# Diabetic Chihuahua?



## pjknust (Oct 26, 2011)

Our Shelter has a chihuahua female that was just diagnosed with Diabetes. They would like for me to foster/adopt her. She is only a couple years old. 
I dont know what to do. What do you feed her. TOTW??
She was just tested this morning, so she will stay at the vet for about a week to get her stable.

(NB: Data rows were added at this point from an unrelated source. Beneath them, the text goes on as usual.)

PR #564, opened 2018-08-15
Follow redirects with encoded URI

### LINKED ISSUE #563: Got 9.0.0 throws when using unescaped characters
With Got 9.0.0,
```
require("got")("http://google.com/search", { query: { q: "friend’s house" } })
   .then(() => console.log("ok"))
```
rejects with:
```
(node:27956) UnhandledPromiseRejectionWarning: RequestError: Request path contains unescaped characters
    at EventEmitter.cacheReq.on.error (node_modules/got/source/request-as-event-emitter.js:105:27)
    at EventEmitter.emit (events.js:182:13)
    at makeRequest (node_modules/cacheable-request/src/index.js:125:9)
    at get (node_modules/cacheable-request/src/index.js:135:14)
    at process._tickCallback (internal/process/next_tick.js:68:7)
```

With `got@8.3.2` this snippet works just fine.

jstewmon:
Fixes #563

### DIFF
--- a/source/request-as-event-emitter.js
+++ b/source/request-as-event-emitter.js
@@ -74,7 +74,7 @@ module.exports = options => {
 				redirectUrl = (new URLGlobal(bufferString, urlLib.format(options))).toString();
 
 				try {
-					redirectUrl = decodeURI(redirectUrl);
+					decodeURI(redirectUrl);
 				} catch (error) {
 					emitter.emit('error', error);
 					return;
@@ -89,7 +89,8 @@ module.exports = options => {
 
 				emitter.emit('redirect', response, redirectOpts);
 
-				get(redirectOpts);
+				// Recursive Deferral
+				setImmediate(get, redirectOpts);
 				return;
 			}
 
--- a/source/request-as-event-emitter.js
+++ b/source/request-as-event-emitter.js
@@ -89,8 +89,7 @@ module.exports = options => {
 
 				emitter.emit('redirect', response, redirectOpts);
 
-				// Recursive Deferral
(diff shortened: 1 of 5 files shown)


source/request-as-event-emitter.js
```diff
@@ -74,7 +74,7 @@ module.exports = options => {
 				redirectUrl = (new URLGlobal(bufferString, urlLib.format(options))).toString();
```
jstewmon: I think using `urlLib.format` to get the baseUrl has the same problem as was discussed in https://github.com/sindresorhus/got/pull/519#issuecomment-404950951.

I can take a look at adding a test and fixing today.

jstewmon: The baseUrl won’t have the right query string, but I don’t think there’s any value for new url for which it would affect the result. So this seems fine.

szmarczak:
> redirects are handled with a recursive call to `get`, so deferred
  recursion with setImmediate

See my comment above.

> test server enhancement:

Could this be placed in a separate PR please?

sindresorhus:
> > redirects are handled with a recursive call to get, so deferred
recursion with setImmediate

> See my comment above.

I've reverted this: https://github.com/sindresorhus/got/pull/564/commits/731c470de8cc246b0043400304e33d45c7706027

> > test server enhancement:

> Could this be placed in a separate PR please?

I agree this should have been a separate change, but we decided we can live with it as we want to get out a new minor release today, and it's just nitpick.

sindresorhus:
Thanks for fixing this, @jstewmon 🙌

PR #565, opened 2018-08-15
Allow the `query` option to be a URLSearchParams instance

### LINKED ISSUE #554: Allow `query` option to be a `URLSearchParams` instance
For better WHATWG URL compatibility.

https://developer.mozilla.org/en-US/docs/Web/API/URLSearchParams

`URLSearchParams` supports a string too, so we could just always run it through `URLSearchParams` no matter what, for consistency and code simplicity:
https://github.com/sindresorhus/got/blob/f447378763ba623f9b6642b0bf58dba09295b688/source/normalize-arguments.js#L72-L74

lorenzofox3:
Fixes #554

### DIFF
--- a/readme.md
+++ b/readme.md
@@ -183,7 +183,7 @@ Parse response body with `JSON.parse` and set `accept` header to `application/js
 
 ###### query
 
-Type: `string` `Object` `[URLSearchParams](https://developer.mozilla.org/en-US/docs/Web/API/URLSearchParams)`<br>
+Type: `string` `Object` or [URLSearchParams](https://developer.mozilla.org/en-US/docs/Web/API/URLSearchParams)`<br>
 
 Query string object that will be added to the request URL. This will override the query string in `url`.
 
--- a/readme.md
+++ b/readme.md
@@ -183,7 +183,7 @@ Parse response body with `JSON.parse` and set `accept` header to `application/js
 
 ###### query
 
-Type: `string` `Object` or [URLSearchParams](https://developer.mozilla.org/en-US/docs/Web/API/URLSearchParams)`<br>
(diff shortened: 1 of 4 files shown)


sindresorhus:
@lorenzofox3 This causes a test failure.

lorenzofox3:
@sindresorhus 
I think the test is failing is because the URLSearchParams implements properly the [standard url encoder parser](https://url.spec.whatwg.org/#concept-urlencoded-parser) and [serializer](https://url.spec.whatwg.org/#concept-urlencoded-serializer) which means `?foo` is correctly parsed and serialized to `?foo=` (which dose not match the redirect url `?foo` of the test server). I see then different solutions.

1. Modify the test and consider `?foo` is equivalent `?foo=` on the test server side (which is the case according to the spec aforementioned if I understand correctly)
2. Change the implementation to have our own toString so that empty values are ignored and the `=` sign is not appended. However this could lead to inconsistent behavior. 
query parameters with following parameters may not output the same queryString:
`?foo`
`?foo=''`
`?foo=''`
`{query:undefined}`
`{query:''}`

On a side note: I am not sure whether it is a problem with the test framework or the reporter but when running the tests I man not able to say it is actually failing: when I run the tests the final output is 
screen shot 2018-08-15 at 11 25 49 pm

szmarczak:
@sindresorhus It's because `(new URLSearchParams('blah')).toString()` doesn't return `blah` but `blah=`. So it ends up with `?blah=` instead of `?blah`, which means the same.

This:

https://github.com/sindresorhus/got/blob/8f30f1fdefaa96ad55758a352730d00697862952/test/redirects.js#L85

should be

```js
 http.on('/relativeQuery?bang=', (request, response) => { 
```

and the tests would pass. I think we should use [lukeed/polka](https://github.com/lukeed/polka) because it's very lightweight and blazing fast. I highly recommend it :)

Dont know if she will need one or two shots aday.

They are calling Chihuahua rescues to see if anybody else will take her, its that or put her down.. I already have about 20 dogs, and I cant save the world, but.............

pam in TX


----------



## susan davis (Mar 25, 2011)

Don't know what to say----I'm in Chicago area, and am a med tech. (retired) I think dogs do not respond to oral diabetic agents? As far as insulin shots are concerned, the only problem, is the need to be fairly regular as to the time you give it. You really can't decide that you will spend a night away if it seems 'neat'. Hypoglycemia is the real issue. I think any kind of GOOD quality kibble/raw premade would be ok. Good luck with this little dog. Sue


----------



## pjknust (Oct 26, 2011)

well, Im a homebody, I have a grooming shop in my backyard, and I very rarely go anywhere, and I never spend the night away. 
AND I already have a little poodle on phenobarbital twice a day, she was diagnosed with epilepsy a couple months ago. 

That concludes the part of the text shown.